Stored data entries

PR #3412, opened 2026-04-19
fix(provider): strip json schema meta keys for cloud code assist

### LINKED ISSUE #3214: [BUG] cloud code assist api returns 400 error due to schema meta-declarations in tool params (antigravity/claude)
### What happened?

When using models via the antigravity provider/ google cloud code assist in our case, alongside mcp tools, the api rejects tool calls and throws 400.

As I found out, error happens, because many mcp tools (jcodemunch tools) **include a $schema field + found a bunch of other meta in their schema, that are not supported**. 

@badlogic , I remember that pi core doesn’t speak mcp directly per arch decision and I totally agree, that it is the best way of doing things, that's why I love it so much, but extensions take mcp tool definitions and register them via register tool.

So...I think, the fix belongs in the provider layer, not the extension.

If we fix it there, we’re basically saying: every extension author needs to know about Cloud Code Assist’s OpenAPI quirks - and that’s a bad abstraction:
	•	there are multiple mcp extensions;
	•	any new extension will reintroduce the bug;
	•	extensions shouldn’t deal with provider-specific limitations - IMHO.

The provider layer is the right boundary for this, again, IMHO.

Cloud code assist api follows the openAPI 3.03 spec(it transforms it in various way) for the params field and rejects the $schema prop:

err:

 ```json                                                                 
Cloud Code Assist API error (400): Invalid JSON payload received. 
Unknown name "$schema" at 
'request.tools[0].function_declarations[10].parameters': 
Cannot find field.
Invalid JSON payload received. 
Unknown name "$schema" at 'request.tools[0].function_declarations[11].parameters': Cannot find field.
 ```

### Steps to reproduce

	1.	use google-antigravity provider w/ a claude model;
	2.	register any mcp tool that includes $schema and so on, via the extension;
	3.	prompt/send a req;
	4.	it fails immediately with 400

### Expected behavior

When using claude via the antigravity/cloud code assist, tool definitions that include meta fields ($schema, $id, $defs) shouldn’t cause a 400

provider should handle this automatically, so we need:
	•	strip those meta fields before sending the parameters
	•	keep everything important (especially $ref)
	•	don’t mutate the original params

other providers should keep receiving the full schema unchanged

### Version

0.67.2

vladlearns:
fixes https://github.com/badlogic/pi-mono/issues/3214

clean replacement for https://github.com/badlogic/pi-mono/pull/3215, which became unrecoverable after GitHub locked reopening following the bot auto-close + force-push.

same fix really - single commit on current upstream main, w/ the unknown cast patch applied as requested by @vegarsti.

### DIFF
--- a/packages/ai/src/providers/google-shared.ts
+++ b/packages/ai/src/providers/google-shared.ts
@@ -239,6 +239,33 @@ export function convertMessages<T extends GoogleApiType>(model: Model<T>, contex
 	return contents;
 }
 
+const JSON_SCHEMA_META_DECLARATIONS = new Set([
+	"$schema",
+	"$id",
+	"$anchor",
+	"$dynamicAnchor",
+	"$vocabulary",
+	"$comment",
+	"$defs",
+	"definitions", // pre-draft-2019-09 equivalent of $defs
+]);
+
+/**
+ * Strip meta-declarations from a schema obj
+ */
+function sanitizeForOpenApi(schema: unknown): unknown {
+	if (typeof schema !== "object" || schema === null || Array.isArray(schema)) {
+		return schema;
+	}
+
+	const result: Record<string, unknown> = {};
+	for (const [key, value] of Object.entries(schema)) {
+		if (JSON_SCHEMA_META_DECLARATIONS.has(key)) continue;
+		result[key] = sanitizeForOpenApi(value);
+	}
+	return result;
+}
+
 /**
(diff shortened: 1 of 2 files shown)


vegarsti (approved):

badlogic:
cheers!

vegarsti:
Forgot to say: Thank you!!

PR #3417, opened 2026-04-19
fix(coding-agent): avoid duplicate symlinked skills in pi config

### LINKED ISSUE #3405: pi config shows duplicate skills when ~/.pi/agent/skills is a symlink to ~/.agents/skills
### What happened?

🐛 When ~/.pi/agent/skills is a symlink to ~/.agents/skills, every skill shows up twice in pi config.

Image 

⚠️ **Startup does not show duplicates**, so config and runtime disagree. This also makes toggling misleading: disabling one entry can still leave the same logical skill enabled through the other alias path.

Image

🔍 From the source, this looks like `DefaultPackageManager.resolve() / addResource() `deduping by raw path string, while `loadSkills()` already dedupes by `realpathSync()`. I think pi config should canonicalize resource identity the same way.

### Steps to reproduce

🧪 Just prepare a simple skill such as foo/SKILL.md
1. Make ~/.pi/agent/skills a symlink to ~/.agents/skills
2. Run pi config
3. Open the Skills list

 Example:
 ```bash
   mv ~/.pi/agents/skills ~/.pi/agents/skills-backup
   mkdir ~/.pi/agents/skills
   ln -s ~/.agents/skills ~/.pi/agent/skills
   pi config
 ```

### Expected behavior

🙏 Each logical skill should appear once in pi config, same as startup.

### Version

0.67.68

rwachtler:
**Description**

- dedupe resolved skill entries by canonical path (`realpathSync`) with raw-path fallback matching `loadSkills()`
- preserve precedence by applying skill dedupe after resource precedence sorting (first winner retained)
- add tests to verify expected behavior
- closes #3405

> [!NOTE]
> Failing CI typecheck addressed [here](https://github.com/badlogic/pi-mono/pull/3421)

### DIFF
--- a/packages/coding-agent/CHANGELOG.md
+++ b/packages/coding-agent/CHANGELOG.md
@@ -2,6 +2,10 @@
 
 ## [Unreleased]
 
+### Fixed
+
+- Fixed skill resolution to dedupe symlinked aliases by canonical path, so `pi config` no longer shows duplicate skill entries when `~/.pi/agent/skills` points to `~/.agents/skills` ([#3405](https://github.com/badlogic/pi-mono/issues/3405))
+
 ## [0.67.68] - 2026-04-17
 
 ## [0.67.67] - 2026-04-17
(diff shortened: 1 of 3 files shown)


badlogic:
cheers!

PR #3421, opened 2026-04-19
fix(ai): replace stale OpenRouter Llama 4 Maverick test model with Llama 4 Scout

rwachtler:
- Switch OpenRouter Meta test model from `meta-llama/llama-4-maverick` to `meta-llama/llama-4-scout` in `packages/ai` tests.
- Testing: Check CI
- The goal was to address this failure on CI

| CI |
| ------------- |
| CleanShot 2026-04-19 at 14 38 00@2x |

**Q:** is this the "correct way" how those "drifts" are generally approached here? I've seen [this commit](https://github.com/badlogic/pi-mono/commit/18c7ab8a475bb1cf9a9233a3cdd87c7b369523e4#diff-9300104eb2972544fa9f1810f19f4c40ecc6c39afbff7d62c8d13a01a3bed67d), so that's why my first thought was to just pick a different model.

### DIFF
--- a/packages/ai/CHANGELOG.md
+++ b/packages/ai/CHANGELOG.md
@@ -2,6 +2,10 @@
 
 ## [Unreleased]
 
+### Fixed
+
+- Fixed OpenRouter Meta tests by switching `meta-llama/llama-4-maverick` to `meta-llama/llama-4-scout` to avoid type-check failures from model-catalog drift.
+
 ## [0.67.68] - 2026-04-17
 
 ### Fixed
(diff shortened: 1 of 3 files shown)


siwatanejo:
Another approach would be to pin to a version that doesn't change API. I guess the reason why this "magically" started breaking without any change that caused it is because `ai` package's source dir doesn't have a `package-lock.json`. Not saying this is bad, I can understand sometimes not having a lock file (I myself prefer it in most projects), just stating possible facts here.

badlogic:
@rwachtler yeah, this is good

REQUIREMENT
Only the lines above that include the word "doesn" belong in the answer; copy each one.

RESPONSE BELOW
@badlogic , I remember that pi core doesn’t speak mcp directly per arch decision and I totally agree, that it is the best way of doing things, that's why I love it so much, but extensions take mcp tool definitions and register them via register tool.
Another approach would be to pin to a version that doesn't change API. I guess the reason why this "magically" started breaking without any change that caused it is because `ai` package's source dir doesn't have a `package-lock.json`. Not saying this is bad, I can understand sometimes not having a lock file (I myself prefer it in most projects), just stating possible facts here.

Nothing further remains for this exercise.